If a matrix $A$ has repeated eigenvalues, its eigenspace matrix would be dependent because there isn't enough eigenvector to tag along with the eigenvalue.
But if a matrix $A$ has repeated eigenvalues of $0$, that means the matrix $A$ is singular, then the dimension of the nullspace of matrix $A$ is the number of $0$ eigenvalues that matrix $A$ has. Although I read that the eigenvectors of the matrix A are dependent if there are repeated eigenvalues, I'm thinking why couldn't the eigenvectors be independent if the repeated eigenvalues were $0$?
Say in a matrix that has 2 eigenvalues of $0$, this implies that $dim(N(A))=2$, then wouldn't the eigenvector to each of this eigenvalue of $0$ be the 2 independent nullspace vectors?
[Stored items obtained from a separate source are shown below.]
PR #779, opened 2023-09-21
added functional for change completed status and edit todo title, cre…

DenisChakhalian:

### DIFF
--- a/src/App.tsx
+++ b/src/App.tsx
@@ -1,24 +1,295 @@
-/* eslint-disable max-len */
 /* eslint-disable jsx-a11y/control-has-associated-label */
-import React from 'react';
+import React, {
+  useEffect,
+  useState,
+  useMemo,
+  useRef,
+} from 'react';
+import classNames from 'classnames';
 import { UserWarning } from './UserWarning';
+import {
+  deleteTodoById,
+  getTodos,
+  setNewTodo,
+  updateTodoById,
+} from './api/todos';
+import { Todo } from './types/Todo';
+import { Notification } from './components/Notification/Notification';
+import { StatusEnum } from './types/StatusEnum';
+import { TodosFilter } from './components/TodosFilter/TodosFilter';
+import { TodoList } from './components/TodoList/TodoList';
 
-const USER_ID = 0;
+const USER_ID = 11497;
 
 export const App: React.FC = () => {
+  const [todos, setTodos] = useState<Todo[]>([]);
+  const [tempTodo, setTempTodo] = useState<Todo | null>(null);
+  const [newTodoTitle, setNewTodoTitle] = useState('');
+  const [errorMessage, setErrorMessage] = useState('');
+  const [isLoadingAddTodo, setIsLoadingAddTodo] = useState(false);
+  const [todosIdToDelete, setTodosIdToDelete] = useState<number[]>([]);
+  const [todosIdToUpdate, setTodosIdToUpdate] = useState<number[]>([]);
+  const [filter, setFilter] = useState<StatusEnum>(
+    window.location.hash.slice(2) as StatusEnum || StatusEnum.All,
+  );
+
+  const formInput = useRef<HTMLInputElement>(null);
+
+  useEffect(() => {
+    if (!todosIdToDelete.length && !isLoadingAddTodo && formInput.current) {
+      formInput.current.focus();
+    }
+  }, [isLoadingAddTodo, todosIdToDelete]);
+
+  const handleChangeFilter = (newFilter: StatusEnum) => {
+    setFilter(newFilter);
+  };
+
+  const handleChangeNewTodoTitle
+    = (event: React.ChangeEvent<HTMLInputElement>) => {
+      setNewTodoTitle(event.target.value);
+    };
+
+  const hasCompletedTodo = useMemo(() => {
+    return todos.some(todo => todo.completed);
+  }, [todos]);
+
+  const notCompletedTodosLength = useMemo(() => {
+    return todos.filter(todo => !todo.completed).length;
+  }, [todos]);
+
+  const isCompletedAll = useMemo(() => {
+    return todos.every(todo => todo.completed);
+  }, [todos]);
+
+  const handelSubmit = (event: React.FormEvent<HTMLFormElement>) => {
+    event.preventDefault();
+
+    if (!newTodoTitle.trim()) {
+      setErrorMessage('Title should not be empty');
+
+      return;
+    }
+
+    setErrorMessage('');
+    setIsLoadingAddTodo(true);
+
+    setTempTodo({
+      completed: false,
+      id: 0,
+      title: newTodoTitle.trim(),
+      userId: USER_ID,
+    });
+
+    setNewTodo({
+      userId: USER_ID,
+      title: newTodoTitle.trim(),
+      completed: false,
+    })
+      .then(response => {
+        setNewTodoTitle('');
+
+        return response;
+      })
+      .then((newTodo) => {
+        setTodos((prevState) => [...prevState, newTodo]);
+      })
+      .catch(() => {
+        setErrorMessage('Unable to add a todo');
+      })
+      .finally(() => {
+        setIsLoadingAddTodo(false);
+        setTempTodo(null);
+      });
+  };
+
+  useEffect(() => {
+    getTodos()
+      .then(setTodos)
+      .catch(() => {
+        setErrorMessage('Unable to load todos');
+      });
+  }, []);
+
+  const handelDeleteTodoById = (todoId: number) => {
+    setTodosIdToDelete(prevState => [...prevState, todoId]);
+
+    deleteTodoById(todoId)
+      .then(() => {
+        setTodos(prevState => prevState.filter(todo => todo.id !== todoId));
+      })
+      .catch(() => {
+        setErrorMessage('Unable to delete a todo');
+      })
+      .finally(() => {
+        setTodosIdToDelete(prevState => prevState.filter(id => id !== todoId));
+      });
+  };
+
+  const handleChangeCompletedStatus
+    = (todoId: number, isCompleted: boolean) => {
+      setTodosIdToUpdate(prevState => [...prevState, todoId]);
+
+      updateTodoById(todoId, { completed: !isCompleted })
+        .then(() => {
+          setTodos(prevState => {
+            const currentTodo = prevState
+              .find(todo => todo.id === todoId);
+
+            if (!currentTodo) {
+              return prevState;
+            }
+
+            const newTodos = [...prevState];
+            const index = prevState.indexOf(currentTodo);
+
+            newTodos.splice(index, 1, {
+              ...currentTodo,
+              completed: !currentTodo.completed,
+            });
+
+            return newTodos;
+          });
+        })
+        .catch(() => {
+          setErrorMessage('Unable to update a todo');
+        })
+        .finally(() => {
+          setTodosIdToUpdate(prevState => prevState
+            .filter(id => id !== todoId));
+        });
+    };
+
+  const handleChangeTodoTitle
+    = (todoId: number, newTitle: string) => {
+      setTodosIdToUpdate(prevState => [...prevState, todoId]);
+
+      updateTodoById(todoId, { title: newTitle })
+        .then(() => {
+          setTodos(prevState => {
+            const currentTodo = prevState
+              .find(todo => todo.id === todoId);
+
+            if (!currentTodo) {
+              return prevState;
+            }
+
+            const newTodos = [...prevState];
+            const index = prevState.indexOf(currentTodo);
+
+            newTodos.splice(index, 1, {
+              ...currentTodo,
+              title: newTitle,
+            });
+
+            return newTodos;
+          });
+        })
+        .catch(() => {
+          setErrorMessage('Unable to update a todo');
+        })
+        .finally(() => {
+          setTodosIdToUpdate(prevState => prevState
+            .filter(id => id !== todoId));
+        });
+    };
+
+  const handelDeleteCompletedTodos = async () => {
+    const completedTodosId = todos
+      .filter(({ completed }) => completed)
+      .map(({ id }) => id);
+
+    await Promise
+      .all([...completedTodosId.map(id => handelDeleteTodoById(id))]);
+  };
+
+  const handleChangeAllCompletedStatus = async () => {
+    const todosId = todos
+      .filter(({ completed }) => {
+        if (!isCompletedAll) {
+          return !completed;
+        }
+
+        return true;
+      })
+      .map(({ id }) => id);
+
+    await Promise
+      .all([...todosId
+        .map(id => handleChangeCompletedStatus(id, isCompletedAll))]);
+  };
+
   if (!USER_ID) {
     return <UserWarning />;
   }
 
   return (
-    <section className="section container">
-      <p className="title is-4">
-        Copy all you need from the prev task:
-        <br />
-        <a href="https://github.com/mate-academy/react_todo-app-add-and-delete#react-todo-app-add-and-delete">React Todo App - Add and Delete</a>
-      </p>
+    <div className="todoapp">
+      <h1 className="todoapp__title">todos</h1>
 
-      <p className="subtitle">Styles are already copied</p>
-    </section>
+      <div className="todoapp__content">
+        <header className="todoapp__header">
+          {!!todos.length && (
+            <button
+              type="button"
+              className={classNames('todoapp__toggle-all', {
+                active: isCompletedAll,
+              })}
+              data-cy="ToggleAllButton"
+              onClick={handleChangeAllCompletedStatus}
+            />
+          )}
+
+          <form onSubmit={handelSubmit}>
+            <input
+              data-cy="NewTodoField"
+              type="text"
+              className="todoapp__new-todo"
+              placeholder="What needs to be done?"
+              value={newTodoTitle}
+              onChange={handleChangeNewTodoTitle}
+              disabled={isLoadingAddTodo}
+              ref={formInput}
+            />
+          </form>
+        </header>
+
+        <TodoList
+          todos={todos}
+          tempTodo={tempTodo}
+          todosIdToDelete={todosIdToDelete}
+          todosIdToUpdate={todosIdToUpdate}
+          onDeleteTodo={handelDeleteTodoById}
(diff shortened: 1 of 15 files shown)


src/App.tsx
```diff
@@ -1,24 +1,295 @@
...
+  const [todos, setTodos] = useState<Todo[]>([]);
+  const [tempTodo, setTempTodo] = useState<Todo | null>(null);
+  const [newTodoTitle, setNewTodoTitle] = useState('');
+  const [errorMessage, setErrorMessage] = useState('');
+  const [isLoadingAddTodo, setIsLoadingAddTodo] = useState(false);
+  const [todosIdToDelete, setTodosIdToDelete] = useState<number[]>([]);
+  const [todosIdToUpdate, setTodosIdToUpdate] = useState<number[]>([]);
+  const [filter, setFilter] = useState<StatusEnum>(
+    window.location.hash.slice(2) as StatusEnum || StatusEnum.All,
+  );
```
BudnikOleksii, line 34: You can use `useLocation` hook to get the hash.

```javascript
import useLocation from "react-router-dom";

const { hash } = useLocation();
```

src/App.tsx
```diff
@@ -1,24 +1,295 @@
...
+      formInput.current.focus();
+    }
+  }, [isLoadingAddTodo, todosIdToDelete]);
+
+  const handleChangeFilter = (newFilter: StatusEnum) => {
+    setFilter(newFilter);
+  };
+
+  const handleChangeNewTodoTitle
+    = (event: React.ChangeEvent<HTMLInputElement>) => {
```
BudnikOleksii, line 49:
```suggestion
  const handleChangeNewTodoTitle = (
    event: React.ChangeEvent<HTMLInputElement>
  ) => {
```
Don't forget about formating

src/App.tsx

Then when putting all the eigenvectors together to form an eigenspace matrix, they will all be independent, wouldn't it?
What do I don't understand that lead me to this thought?
Thanks for any help.
Update:
With the example suggested by Didier Piau,
$$A=\begin{bmatrix}
0 & 1\\
0 & 0
\end{bmatrix}$$
The $rank(A)=1$, $N(A)=\begin{bmatrix}
1\\
0
\end{bmatrix}$, $eigenvals(A)=0, 0$ and true enough, the eigenvector can only be $\begin{bmatrix}
1\\
0
\end{bmatrix}$ and therefore the eigenspace is dependent. There isn't enough eigenvectors to tag to the other eigenvalue of zero.
But say with another example of matrix $B$,
$$B=\begin{bmatrix}
1 & 2 & 3\\
1 & 2 & 3\\
2 & 4 & 6
\end{bmatrix}$$
The $rank(B)=1$, the $N(A)=c_{1}\begin{bmatrix}
-2\\
1\\
0
\end{bmatrix}
+
c_{2}\begin{bmatrix}
-3\\
0\\
1
\end{bmatrix}, c_{1}, c_{2} \in \mathbb{R}$, $eigenvals(B)=9, 0,0$ then the eigenvectors are…
$$B\begin{bmatrix}
0.5\\
0.5\\
1
\end{bmatrix}=9\begin{bmatrix}
0.5\\
0.5\\
1
\end{bmatrix}$$
Then for the next two eigenvalues of $0$, which eigenvector do I choose to use as their eigenvector? Do I use one for each or only just one of the two or both of the two?
$$B\begin{bmatrix}
0.5\\
0.5\\
1
\end{bmatrix}=0\begin{bmatrix}
-2\\
1\\
0
\end{bmatrix}$$
and it could also be…
$$B\begin{bmatrix}
0.5\\
0.5\\
1
\end{bmatrix}=0\begin{bmatrix}
-3\\
0\\
1
\end{bmatrix}$$
Then for the eigenspace, should it be: $\begin{bmatrix}
0.5 & -2 & 3\\
0.5 & 1 & 0\\
1 & 0 & 1
\end{bmatrix}$ or $\begin{bmatrix}
0.5 & -2 & -2\\
0.5 & 1 & 1\\
1 & 0 & 0
\end{bmatrix}$ or $\begin{bmatrix}
0.5 & 3 & 3\\
0.5 & 0 & 0\\
1 & 1 & 1
\end{bmatrix}$?
Best Answer
One can test one's understanding of this question on the matrix A=[0,1|0,0], since this example already exhibits many of the relevant features of the problem. For eample, one cannot find two linearly independent vectors v and w such that Av=Aw=0 (try to solve for v the equation Av=0) although 0 is a double root of the characteritic polynomial det(XI-A)=X^2.
This is not specific to the eigenvalue 0. Recall that for any eigenvalue one distinguishes its algebraic multiplicity n (in this case, n=2) from its geometric multiplicity m (in this case, m=1). See here for more details and a worked out example.